The Scholar’s Supernova - Written by Margaret Donsbach
TUNÇ TEZEL
Exactly one thousand years ago, people from Europe to China gazed into the southern night sky to wonder at the sudden appearance of what seemed to be a new star that outshone all others. Ali ibn Ridwan of Cairo, then 18 years old, was among them. The star hung low, about a hand’s span above the horizon, its light more than twice as bright as Venus. It was so bright that, like the moon, it cast shadows in the city beneath.

The ambitious son of a poor baker, Ibn Ridwan had just begun his education in medicine, but he was already an astrologer accomplished enough to support himself by casting horoscopes. To him, there was a relationship between these fields: In his autobiography, written at age 58, he noted that “the astrological omens at my birth indicated that medicine should be my profession.”

Established by the Fatimid caliphate in 971, only two years after the founding of the city of Cairo itself, Al-Azhar University was the centerpiece of learning in a caliphate whose policy was to support the education of ambitious men from humble ackgrounds—such as Ali ibn Ridwan.
JOHN FEENEY / PADIA
Established by the Fatimid caliphate in 971, only two years after the founding of the city of Cairo itself, Al-Azhar University was the centerpiece of learning in a caliphate whose policy was to support the education of ambitious men from humble ackgrounds—such as Ali ibn Ridwan.

The “new star,” today simply called SN1006, first appeared on the evening of April 30, 1006. It persisted through the summer, but by mid-August the sun had moved so close to it that, from Cairo, it was above the horizon only during the daylight hours, making further observation difficult. According to Chinese accounts, within two years it was no longer visible at all. It appeared low in the southern sky, in the sign of Scorpio, which Ibn Ridwan interpreted as a portent of ill fortune.

Ibn Ridwan later noted, without offering specifics, that “calamity and destruction” in fact followed in that year. Indeed, ill fortune seemed to lie in wait for many in his day. The Fatimids had captured Egypt, establishing Cairo as their capital, only 37 years earlier. Its ruler, Caliph Al-Hakim, was only three years older than Ibn Ridwan. The caliph had been a boy of 11 when his father died, and at 15 he arranged the assassination of the administrator who had usurped his rightful powers. Though popular with his subjects at first—he mingled with the crowds during both Muslim and Christian holidays—he remained suspicious of court officials and did not hesitate to execute those who displeased him.

For young Ibn Ridwan, however, good fortune also beckoned. The year before the supernova appeared, Al-Hakim had founded the Dar al-‘Ilm, “the House of Knowledge.” This was a sort of informal public university where anyone who wished might come to read and copy books, study, or attend lectures in theology, grammar, philology, medicine and astronomy. Astrology was excluded, for a distinction had emerged between the empirical discipline of astronomy and what many, including Al-Hakim, regarded as its less respectable, interpretive counterpart.

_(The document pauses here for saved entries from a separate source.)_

Issue #406, opened 2023-06-28
False positives with `Style/DisableCopsWithinSourceCodeDirective`.


mockdeep:
When upgrading to version 0.46.0, we're seeing a lot of false positives with the `Style/DisableCopsWithinSourceCodeDirective` linter. The following line triggers it for some reason:

```haml
%li.tab-navigation__tab{ **tab_attributes }
```

MaxLap:
I'm learning about a new Cop I didn't know about...

We use the `begin # rubocop:disable Style/RedundantBegin,Lint/RedundantCopDisableDirective` when we encounter tags to add valid indentation to the Ruby code send to Rubocop. (Using a block would cause scoping issues with variables)

I made a PR (#412) to fix this by instead adding a `ensure` to the begin and remove the disables. This should fix your issue.

In the meantime, I can only suggest to disable DisableCopsWithinSourceCodeDirective or to add `AllowedCops` for Style/RedundantBegin and Lint/RedundantCopDisableDirective

MaxLap:
Haml-Lint 0.47.0 has been released which fixes this. This can be closed

PR #536, opened 2024-12-31
Set `Layout/First_#{}_LineBreak` lints as disabled in rubocop config

maddieholtzer:
**What**

Set 3 of the 4 `Layout/First_#{}_LineBreak` lints as `enabled: false` in `config/forced_rubocop_config.yml`

- [Layout/FirstArrayElementLineBreak](https://docs.rubocop.org/rubocop/cops_layout.html#layoutfirstarrayelementlinebreak)
- [Layout/FirstHashElementLineBreak](https://docs.rubocop.org/rubocop/cops_layout.html#layoutfirsthashelementlinebreak)
- [Layout/FirstMethodArgumentLineBreak](https://docs.rubocop.org/rubocop/cops_layout.html#layoutfirstmethodargumentlinebreak)

Leaving 1 of the 4 as is:

- [Layout/FirstMethodParameterLineBreak](https://docs.rubocop.org/rubocop/cops_layout.html#layoutfirstmethodparameterlinebreak)

**Why**

These lints run into a conflict with [MultilinePipe](https://github.com/sds/haml-lint/blob/main/lib/haml_lint/linter/README.md#multilinepipe)

One example of this is that the autocorrect changes:

```
= link_to('View button styleguide',
  style_path('button'),
  target: '_blank',
  rel: 'noopener noreferrer')
```

to:

```
= link_to( |
  'View button styleguide', |
  style_path('button'), |
  target: '_blank', |
  rel: 'noopener noreferrer', |
  ) |
```

It is quite possible that this is showcasing a lack of understanding I have of haml syntax/best practice but I wasn't able to figure out a workaround that can satisfy both lints.

I left out [Layout/FirstMethodParameterLineBreak](https://docs.rubocop.org/rubocop/cops_layout.html#layoutfirstmethodparameterlinebreak) because in order to trigger this (which I couldn't figure out how to do without triggering a syntax error) you are probably doing something you shouldn't in the first place (defining a method inside a haml file is something that comes across to me as [bad practice](https://stackoverflow.com/questions/52117429/haml-how-to-define-a-method)) and an additional safeguard against this is probably a good thing.

### DIFF
--- a/config/forced_rubocop_config.yml
+++ b/config/forced_rubocop_config.yml
@@ -45,6 +45,18 @@ Layout/EndAlignment:
 Layout/EndOfLine:
   Enabled: false
 
+# Complying with this lint requires the use of pipes which causes a conflict with MultilinePipe.
+Layout/FirstArrayElementLineBreak:
+  Enabled: false
+
+# Complying with this lint requires the use of pipes which causes a conflict with MultilinePipe.
+Layout/FirstHashElementLineBreak:
+  Enabled: false
+
+# Complying with this lint requires the use of pipes which causes a conflict with MultilinePipe.
+Layout/FirstMethodArgumentLineBreak:
+  Enabled: false
+
 # Turning this cop on can turn
 # = content_tag(:span) do
 #   - foo


sds:
Going to defer to @MaxLap on whether this is the right approach, as the `forced_rubocop_config.yml` was introduced by them.

MaxLap:
Those basically go against what we would consider good haml syntax. So I think it make sense to add this.

maddieholtzer:
I've thought through this a tiny bit more and realized that this doesn't apply within `:ruby` blocks where you can satisfy these lints without running into any issues with `MultilinePipe` or syntax issues. I'm not sure if that really changes things here though.

MaxLap:
I've tried using rubocop:disable comments in the past. It caused issues for users that use Style/DisableCopsWithinSourceCodeDirective, see https://github.com/sds/haml-lint/issues/406. So that's not an option.

I don't see a clean way to handle both styling at the same time. So I guess I would disable the cops. The main issue is if people used to have it active, they will see lots of changes, which is annoying. But I think those changes would be for the better?

maddieholtzer:
That is also a concern for me. I'd be curious to know how/if people really have these active in Haml right now unless they've disabled `MultilinePipe` or their Haml files are basically just entirely `:ruby` blocks. I could very well be missing something, though.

In 1013 Al-Hakim would forbid the practice of astrology and later banish a number of astrologers. He patronized astronomers like Ibn Yunus, who produced a set of astronomical tables so accurate they took into account the atmospheric refraction of the sun’s rays at the horizon, and a few years after founding the Dar al-‘Ilm, Al-Hakim began construction of an astronomical observatory.

Though Ibn Ridwan makes no mention of the Dar al-‘Ilm in his autobiography, its foundation is indicative of the intellectual atmosphere of Cairo that thrived alongside its volatile politics. As a child, Ibn Ridwan would have received his basic education at a local mosque, including reading and writing and the recitation of the Qur’an. At 15, he embarked on his medical and philosophical studies. “I had no fortune,” he says, “from which I could have paid for my education and so my studies were hampered by obstacles and difficulties. Sometimes I earned my livelihood by practicing astrology, again by medical practice, and yet again by giving lessons.”

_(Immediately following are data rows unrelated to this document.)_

PR #537, opened 2025-01-03
Enable rubocop rules this project is compliant with

maddieholtzer:
**What**

Enable rubocop rules this project is compliant with

- `Bundler/OrderedGems`
- `Style/CollectionMethods`
- `Style/FormatString`
- `Naming/FileName`
- `Style/SingleLineBlockParams`
- `Style/TrivialAccessors`

**Why**

Since we are compliant with these rules it feels a bit weird to have them disabled in the `rubocop.yml` as we either are following the expectations intentionally and thus probably good to lock down, or the lints aren't ones that are relevant to this project if they have no issues a decade in.

### DIFF
--- a/.rubocop.yml
+++ b/.rubocop.yml
@@ -11,14 +11,8 @@ AllCops:
 Lint/AssignmentInCondition:
   Enabled: false
 
-Bundler/OrderedGems:
-  Enabled: false
-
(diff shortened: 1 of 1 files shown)


sds:
Thanks

PR #542, opened 2025-01-16
Re-run `appraisal install` to sync gemfiles/* versions

mjankowski:
I think what happens here is the dependabot PRs update just the main Gemfile, and that does not bring along the gemfiles/* with it? Just re-ran `bundle exec appraisal install` here to get them pinned similarly to main Gemfile.


sds:
Thanks!

PR #545, opened 2025-01-30
Update InstanceVariables linter to support :ruby filters

jdelStrother:
We sometimes use the :ruby filter as a preamble to our haml files, to set up local variables.

```haml
:ruby
  title = @page_title
%h1= title
```

How about something like this so that the InstanceVariables linter can detect ivars in filters?


sds:
Thanks!

PR #553, opened 2025-02-23
Add `StrictLocals` linter

### LINKED ISSUE #486: Feature Suggestion: require strict locals
We've been incorporating the new ["strict locals" feature in Rails 7.1](https://edgeguides.rubyonrails.org/7_1_release_notes.html#allow-templates-to-set-strict-locals) into our views. It would be great to have a haml linter to require this. Right now we're only doing it in partials, not top level templates, so ideally it would allow some configuration like [the `InstanceVariables` linter](https://github.com/sds/haml-lint/blob/main/lib/haml_lint/linter/README.md#instancevariables) to allow linting only partials files. In some projects I would lint all, though, as they pass locals from the controllers as well.

wilfison:
## StrictLocals

Checks for the presence of a `locals` magic comment at the beginning of a file. Read more about this in the [Ruby on Rails Guides](https://guides.rubyonrails.org/action_view_overview.html#strict-locals) on why it is good practice to define local variables at the beginning of the file.

**Bad:**
```haml
%h1= title
```

**Good**
```haml
-# locals: (title:)

%h1= title
```

The new linter follows the same settings as `InstanceVariables` as designed by @mockdeep  in #486 

```yaml
  StrictLocals:
    enabled: true
    file_types: partials
    matchers:
      all: .*
      partials: \A_.*\.haml\z
```

Close sds/haml-lint#486

### DIFF
--- a/config/default.yml
+++ b/config/default.yml
@@ -103,7 +103,7 @@ linters:
     style: space
 
   StrictLocals:
-    enabled: true
+    enabled: false
     file_types: partials
     matchers:
       all: .*
--- a/config/default.yml
+++ b/config/default.yml
@@ -102,6 +102,13 @@ linters:
     enabled: true
     style: space
 
+  StrictLocals:
+    enabled: true
+    file_types: partials
+    matchers:
+      all: .*
+      partials: \A_.*\.haml\z
+
   TagName:
     enabled: true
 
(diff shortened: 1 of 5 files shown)


config/default.yml
```diff
@@ -102,6 +102,13 @@ linters:
     enabled: true
     style: space
 
+  StrictLocals:
+    enabled: true
```
sds, line 106: I would suggest disabling this by default, since it seems like a relatively invasive change for existing codebases.

sds (commented):
Looks great—thank you. Will adjust the default to be disabled so this doesn't come as a surprise to existing users.

PR #561, opened 2025-03-20
Allow `StrictLocals` to be disabled by a comment

davidcornu:
Follow-up to https://github.com/sds/haml-lint/pull/553.

Because `StrictLocals` operates on the root node, it ignores the potential presence of a `haml-lint: disable` comment on the first line which means it can't be disabled that way.

This is unfortunate as I've often found those comments to be a useful tool to allow gradual adoption of a new lint.


davidcornu:
That was quick. Thanks @sds ❤️

sds:
Released in [0.61.1](https://github.com/sds/haml-lint/releases/tag/v0.61.1)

By Ibn Ridwan’s time, observation of the stars and planets—for empirical, religious and astrological reasons—had a long history in Egypt. This 19th-century woodcut is a fanciful depiction of Claudius Ptolemy’s famous first-century observatory at Alexandria. From there, Ptolemy made the observations that supported Earth-centered models of solar and planetary motion.
HERMANN GOELL / ARCHIV FÜR KUNST & GESCHICHTE / AKG-IMAGES
By Ibn Ridwan’s time, observation of the stars and planets—for empirical, religious and astrological reasons—had a long history in Egypt. This 19th-century woodcut is a fanciful depiction of Claudius Ptolemy’s famous first-century observatory at Alexandria. From there, Ptolemy made the observations that supported Earth-centered models of solar and planetary motion.

The prevailing system of medical study disappointed him. Students customarily paid a substantial fee to attach themselves to a well-known teacher and memorize the works he assigned. But Ibn Ridwan says his own teacher “explained no obscure point and added no single word to whatever it was that was being read, but simply listened as the student read it.” In disgust, Ibn Ridwan abandoned him. He heard of a better teacher in Iraq, but could not afford to travel there. Instead, he began to read the classical Greek medical authority Galen on his own. When he read that only those trained in geometry or logic could understand Galen’s teachings, he paused to learn both. Then he returned to his close study of Galen and added Hippocrates.

A physician friend finally took him on as an assistant. Ibn Ridwan gained practical experience as the physician’s substitute and built up a clientele of his own. “My office,” he says, “was medicine and astronomy.” (He evidently found it prudent, whatever astrological services he may have offered his clients, to advertise himself as an astronomer.) In his personal library, he kept a copy of the Tetrabiblos, an astrological work by the second-century astronomer and mathematician Ptolemy, which includes a chapter on the roles various planets might play in causing diseases and injuries.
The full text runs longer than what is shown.